#### [Stored entries]
PR #916, opened 2019-11-15
FIREFLY-112: Client table filter does not fail when strings are used …

loitly:
https://jira.ipac.caltech.edu/browse/FIREFLY-112

When filtering numeric columns, client table shows `No data..` when non-numeric values are used in the criteria.  In server-backed tables, an error is displayed instead.  Make the client tables behavior consistent with server-backed tables.

Also, 
- added support for 'and' and 'or' to client table.
This was missing from previous ticket in which `and` and `or` was added to the filtering syntax for server-back tables.

Tests: https://irsawebdev9.ipac.caltech.edu/FIREFLY-112_client_table_filter_noresults/firefly/

Try entering `abc` into a numeric column.  Do this on a client table(View HiPS Images) as well as a server-backed table(catalogs).  The behavior is the same now.  Do the same thing on irsadev to see what it did before.
( although not consistent, I thought it was more user friendly on irsadev )

Client table now support `and` and `or`.  Try:
`> 0 and < 1000`  or `< 0 or in (8,9,10)`

### DIFF
--- a/src/firefly/java/edu/caltech/ipac/table/TableMeta.java
+++ b/src/firefly/java/edu/caltech/ipac/table/TableMeta.java
@@ -50,7 +50,7 @@ public class TableMeta implements Serializable {
 
 
     public static final String RESULTSET_ID = "resultSetID";            // this meta if exists contains the ID of the resultset returned.
-    public static final String RESULTSET_REQ = "resultSetRequest";      // this meta if exists contains the Request used to create this of the resultset.
+    public static final String RESULTSET_REQ = "resultSetRequest";      // this meta if exists contains the Request used to create this resultset.
 
     public static final String IS_FULLY_LOADED = "isFullyLoaded";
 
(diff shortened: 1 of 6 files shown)


ejoliet:
BTW, when there is no data match, there is no 'back' button either, i don't remember what we said about it but the only way to go back in a client table that doens't show the funnel to reset, you will need to to open the settings and then click on reset, which might be a little overhead. We should think about putting back the 'back button' i think.

ejoliet:
Another comment maybe that should be addressed is the error message in a client table, when i do 'abc' filtering on a numerical column, i get:
"data exception: invalid character value for cast"
which is not user friendly, we should put another message such as :
"Using non numerical characters on a numerical column is not possible" or something, CCB-D can give a better sentence.

loitly:
> We should think about putting back the 'back button' i think.

The button was never there before under normal usage.  
Applying a filter that resulted in zero rows returned is normal usage.  
Removing or changing the filters will update the results.  
This is not a hard task.  Simply remove the filter you've just entered or change it to something else, like, if `band > 5` returns no data, change it to `band > 2`.  Or, remove the filter.


The `back` button only appears when it fails to load a table due to exceptions caused by a variety of reasons including SQL syntax errors, like `"ra" = 'abc'` where `ra` is a numeric column.
Because client tables are not backed by a database, we did not try to captured what is deemed as syntax error on server-based tables.  Hence, the difference in behavior.

The reason for this PR is to make the tables consistent.  That's why the cryptic error message.  That is the exact message you'll get if you do the same on a server-backed table.

Maybe we need to re-evaluate what we really want to do here, both client and server-backed.

PR #922, opened 2019-12-13
FIREFLY-150: Handle data array type

loitly:
https://jira.ipac.caltech.edu/browse/FIREFLY-150

General changes:
- `data type` is shown by default.  (most tables)
- `Text View` UI is updated to look more like an SQL client and not IPAC table.
- Data overflow in table cell will be appended with `...`(more indicator).
- By default, column width is set to the data’s length or 100 whichever is less.
- significant update to VoTableWriter - @cwang2016 please review and test to make sure it support all previous use-cases.

Data array:
- Display
    - Full value of the array is displayed in the table cell as JSON string
    - Column width is default to the length of the value or 30 whichever is less.
    - Overflow values are hidden and replaced with `...`
    - In `Text View`, the same JSON string value is shown in full 

- Save
    - VOTable: data array is saved as defined by their supported format: TABLEDATA, BINARY2, FITS
    - IPAC Table:  (array type is not supported)
        - Add data array support to Firefly
        - Data is saved like VOTable's TABLEDATA with additional meta in the header to describe type and shape of the array.
        - This feature is only available in Firefly.  Otherwise, it’ll be recognize as ’char’ or string.
    - for CSV and TSV: (data array is not supported)
        - It will be saved as JSON string and read back as a string

Testing:  https://irsawebdev9.ipac.caltech.edu/FIREFLY-150_table_array_data/firefly/
- Upload the file `tbl.fits` attached to the ticket.
- The first column(`flags`) of the first table has a type of `boolean[57]`.
You should see a partial JSON string representing an array of 57 booleans.  Resize the column to see more/less of the data.
- Switch to `Text View` to see the new UI.  The boolean array is shown in full.
- Click save -> select IPAC Table -> a.tbl
- Open the saved file (`a.tbl`).  It should look exactly like the one you see in `tbl.fits`
- Now, do the same for the other VOTable formats.  They should work the same way.
- Now, if you save it as CSV or TSV, it'll be saved as a string and read back also as string

Multi-dimensional array:
- Save first table in `tbl.fits` as `VOTable - TABLEDATA` (`a.vot`)
- Edit `a.vot` and change `arraysize="*"` to `arraysize="3x*"`
- Load this file.  You should see the array is nicely folded into 3-boolean parts
- You can do the same with IPAC Table
- You can try 3 or 4 dimensions.
- You can also test other types, like `char`
   - try changing `flgs` into a multi-dimensional char array.  i.e. `arraysize="2x2x*"` and type `datatype="char"`
   - you should see an array of 2-char pairs.
   - StarLink right-trim the strings.  I think that makes sense.
- Now, see if you can move from one format to another, i.e open VOTable and save as IPAC

@gpdf if you have time, please take a look.

### DIFF
--- a/src/firefly/java/edu/caltech/ipac/firefly/server/db/BaseDbAdapter.java
+++ b/src/firefly/java/edu/caltech/ipac/firefly/server/db/BaseDbAdapter.java
@@ -189,7 +189,7 @@ abstract public class BaseDbAdapter implements DbAdapter {
     }
 
     public String toDbDataType(DataType dataType) {
-        if (!StringUtils.isEmpty(dataType.getArraySize())) return "other";
+        if (dataType.isArrayType()) return "other";
 
         Class type = dataType.getDataType();
         if (String.class.isAssignableFrom(type)) {
--- a/src/firefly/java/edu/caltech/ipac/firefly/server/db/BaseDbAdapter.java
+++ b/src/firefly/java/edu/caltech/ipac/firefly/server/db/BaseDbAdapter.java
@@ -58,7 +58,7 @@ abstract public class BaseDbAdapter implements DbAdapter {
             ", minValue varchar(64000)" +
             ", links    other" +
             ", dataOptions varchar(64000)" +
-            ", arraySize varchar(64000)" +
+            ", arraySize varchar(255)" +
             ")";
 
     private static final String META_INSERT_SQL = "insert into %s_meta values (?,?,?)";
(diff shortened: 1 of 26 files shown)


cwang2016:
please check the following test sample, 
FileUpload-samples/CSV/dum1.csv

vandesai1:
I loaded tbl.fits. The tri-view shoes a context image, a table, and a chart. 

What works:
- Table display looks great, in interactive table and text model.
- Saving the table in every mode works great. Was able to successfully re-upload all of the formats.

What doesn't work:
- Filtering the array column doesn't work, but that is ok for now.
- something seems to be wrong with the context image overlays. Pay by table row is on, but if I highlight a different row and then highlight the original row again, I don't see the same overlays. Not sure this is related to this ticket, though.

loitly:
- disable sort and filter when it's a data array
- handle csv numeric parsing errors by making the value null.  (old behavior)
- add data array info into the File Upload dialog
  - show type the same way it's shown on table and text view
  - for FITS table, you'll have to look at the FITS header.. `TFORMn`
I've made another commit to address the issues reported.  I've also updated the k8s built if you want to test it again.
@ejoliet let me know when you want this PR to be merged.

The image overlay issue @vandesai1 reported is currently in `dev`.  I left it out of this PR.

ejoliet:
@loitly looks good to be merged.
@vandesai1 i will raise ticket for the overlay problem which is outside the scope of this PR.

PR #928, opened 2020-01-28
FIREFLY-471: Table Options UI Improvement

loitly:
https://jira.ipac.caltech.edu/browse/FIREFLY-471

- add ability to set precision and null_string
- add HMS/DMS format support into precision
- add advanced filter (not available on client table)
- display table meta
- display additional column meta

To test:  https://irsawebdev9.ipac.caltech.edu/FIREFLY-471_table_ui_improvements/firefly/
On any table, click the options icon (gears) to bring up the options dialog.
Most of the changes are visible here.  However, make sure to test to ensure that the changes are consistent throughout, like text view and save.

* Not sure what to do about Chart's filter dialog.  Depending on the amount of changes, it will either be addd to this PR or a new ticket will be created.


tgoldina:
We might want to discuss this change as group, especially Advanced Filter UI.

I did not realize at first that "Advanced Filter" is completely separate from the column filters applied in Column Options tab. It is an ADDITIONAL, free-form filter. It would be more clear if the existing column filters were shown in a non-editable box somewhere close to AND/OR filter switch. Without understanding that the filter is additional, this switch does not even make sense.

I do like that it's now possible to access this additional column metadata. Since now there are many more options, it might be worth adding a short description and (may be) use human-friendly titles. Also consider making a column invisible if there no values in each row. 

At this point, I did not test the functional behavior well enough. Will do.

src/firefly/js/tables/ui/TablePanelOptions.jsx
```diff
@@ -2,103 +2,346 @@
...
+    const nColumns = cloneDeep(get(getTableUiById(tbl_ui_id), 'columns', []));
+    const selCol = nColumns.find((col) => col.name === selColName);
+    return {selColName, nColumns, selCol};
+}
+
+function makePrecisionRenderer(tbl_ui_id, ctm_tbl_id, onChange) {
+    const tooltips = 'A string Tn where T is either F, E, G, HMS, or DMS\n' +
+        ' When T is F or E, n is the number of significant figures after the decimal point\n' +
+        ' When T is G, n is the number of significant digits\n' +
+        ' When T is HMS or DMS, n is ignored';
```
robyww: maybe an example here. `F4`, `E5`

loitly:
- make the format and null_string columns non editable for now.
- Try to find another icon to describe the column name in the advanced filter to show visually that this is a link to copy and paste into the text area
- 'Meta' tab title should be 'Table Meta'
- fix 'Contraints' label mispelled
- add -like to first SQL in the help description
- move the 'reset' and 'close' buttons at the bottom left and same look&feel as other popup dialog

This latest commit address the above issues plus these:
- add indicator to Advanced Filter tab when there's one used.
- fix word wrap in the SQL examples
- hide format and null_string columns when there's no data.

@ejoliet In regard to `check why the panels can't show the scrollbar when scrolling`
It works as expected in my environment with all 3 browsers; chrome, safari, and firefox.
Please check `System Preference -> General -> Show scroll bars` section to ensure you got the right settings.  Or, try this on other people browsers to see if this is only an issue with your laptop.

PR #929, opened 2020-01-28
Firefly- 451 removed `numeral` package and revamp `package.json`

robyww:
Clean up of package.json

  - Allows any version of node v8 or later
  - Most packages updated
  - Packages now locked at their revisions instead of minor releases
  - Babel updated, to most recent, 7.8
  - ESlint updated to most recent, and now better supports ES2020
  - Jest update some, can go to most recent with node 8
  - JSDoc updated to most recent
  - Webpack updated a few revisions, (minor)
  - Other package updated when there is compatibility
  - Cleaned out several unused packages
  - Added `package-json-doc.md` to help better document package.json
  - transformation-matrix-js moved from npm package to externalSource
     - it is not longer supported as a npm package.
  - Fixes Firefly-476
  - changed a couple of files of use `?.` to make sure it works
     - optional chaining


src/firefly/js/data/form/PositionFieldDef.js
```diff
@@ -190,8 +190,8 @@ var makePositionFieldDef= function(properties) {
 
 
 
-        var lonStr = numeral(wp.getLon()).format('#.0[00000]');
-        var latStr = numeral(wp.getLat()).format('#.0[00000]');
+        var lonStr = sprintf('%6.5f',wp.getLon());
+        var latStr = sprintf('%6.5f',wp.getLat());
```
loitly: I noticed you're  using `width.precision`.  `width` is the minimum number of characters to output.  This is usually use for padding.  In your case, it makes no difference since the results will always be more than 6 characters, meaning `%.5f` would have suffice.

#### [EXERCISE GOAL]
Lines from the top of the entries above to the line that contains "--- a/src/firefly/java/edu/caltech/ipac/table/TableMeta.java" should be set down exactly, please, with both ends kept and nothing added.

#### [EXPECTED OUTPUT]
PR #916, opened 2019-11-15
FIREFLY-112: Client table filter does not fail when strings are used …

loitly:
https://jira.ipac.caltech.edu/browse/FIREFLY-112

When filtering numeric columns, client table shows `No data..` when non-numeric values are used in the criteria.  In server-backed tables, an error is displayed instead.  Make the client tables behavior consistent with server-backed tables.

Also, 
- added support for 'and' and 'or' to client table.
This was missing from previous ticket in which `and` and `or` was added to the filtering syntax for server-back tables.

Tests: https://irsawebdev9.ipac.caltech.edu/FIREFLY-112_client_table_filter_noresults/firefly/

Try entering `abc` into a numeric column.  Do this on a client table(View HiPS Images) as well as a server-backed table(catalogs).  The behavior is the same now.  Do the same thing on irsadev to see what it did before.
( although not consistent, I thought it was more user friendly on irsadev )

Client table now support `and` and `or`.  Try:
`> 0 and < 1000`  or `< 0 or in (8,9,10)`

### DIFF
--- a/src/firefly/java/edu/caltech/ipac/table/TableMeta.java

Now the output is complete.